I think the idea is not to catch all kinds of exceptions and send them elsewhere, but rather to have well-tested and functioning code and use dead letters only for invalid inputs.
So a typical pipeline would be
source => validate => ... => sink
\=> dead letter queue
As soon as your record passes your validate operator, you want all errors to bubble up, as any error in these operators may result in corrupted aggregates and data that - once written - cannot be reverted easily.
The validate step would work with any of the two approaches that you outlined. Typically, side-outputs have better semantics, but you may end up with more code.
Now you may have a service with high SLAs and actually want it to produce output even if it is corrupted just to produce data. Or you have simple transformation pipeline, where you'd miss some events but keep the majority (and downstream can deal with incomplete data). Then you are right that you need to wrap the code of all operators with try-catch. However, you'd typically still would only do it for the fragile operators and not for all of them. Trivial operators should be tested and then trusted to work. Further, you'd usually only catch specific kinds of exceptions to limit the scope to the kind of expected exceptions that can happen.
You might wonder why Flink doesn't have it incorporated as a default pattern. There are two reasons as far as I can see:
- If Flink silently ignores any kind of exception and sends an extra message to a secondary sink, how can Flink ensure that the throwing operator is in a sane state afterwards? How can it avoid any kind of leaks that may happen because cleanup code is not executed?

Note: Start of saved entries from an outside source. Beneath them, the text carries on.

PR #99, opened 2022-12-01
Setup version from pyproject.toml

materro:
This commit will resolve versioning.

### DIFF
--- a/pyproject.toml
+++ b/pyproject.toml
@@ -5,7 +5,7 @@ authors = ["Ellen Wang", "Christophe Tafani-Dereeper"]
 license = "Apache-2.0"
 readme = "pypi.rst"
 repository = "https://github.com/DataDog/guarddog"
-version = "0.0.0"
+version = "0.1.17"
 
 [tool.poetry.scripts]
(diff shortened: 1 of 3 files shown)


pyproject.toml
```diff
@@ -5,7 +5,7 @@ authors = ["Ellen Wang", "Christophe Tafani-Dereeper"]
 license = "Apache-2.0"
 readme = "pypi.rst"
 repository = "https://github.com/DataDog/guarddog"
-version = "0.0.0"
+version = "0.1.17"
```
christophetd, line 8: Is this an issue? We generate the version dynamically at release time using https://github.com/DataDog/guarddog/blob/main/.github/workflows/pypi-release.yml#L30-L31

Unless that creates a problem, we'll stick to it to be able to release automatically by just pushing Git tags, without having to touch pyproject.toml

materro: I was checking 0.1.6 version and at PyPi it was 0.0.0 so I thought it was missing __version__ problem 😊
Now it's fine 👍

materro:
Fixed 👍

- It's more common in Java to let the developers explicitly reason about exceptions and exception handling. It's also not straight-forward to see what the requirements are: Do you want to have the input only? Do you also want to store the exception? What about the operator state that may have influenced the outcome? Should Flink still fail when too many errors have been received in a given time window? It quickly becomes a huge feature for something that should not happen at all in an ideal world where high quality data is ingested and properly processed.
So while it looks easy for your case because you exactly know which kinds of information you want to store, it's not easy to have a solution for all purposes, especially since the extra code that a user has to write is tiny compared to the generic solution.
What you could do is to extract most of the complicated logic things into a single ProcessFunction
and use side-outputs as you have outlined. Since it's a central piece, you'd only need to write the side-output function once. If it's done multiple times, you could extract a helper function where you pass your actual code as a RunnableWithException
lambda which hides all the side-output logic. Make sure you use plenty of finally
blocks to ensure a sane state.
I'd also add quite a few IT cases and use mutation testing to harden your pipeline quicker. If you keep your test data inline, the mutants may also exactly simulate your unexpected data issues, such that your validate operator gets more complete.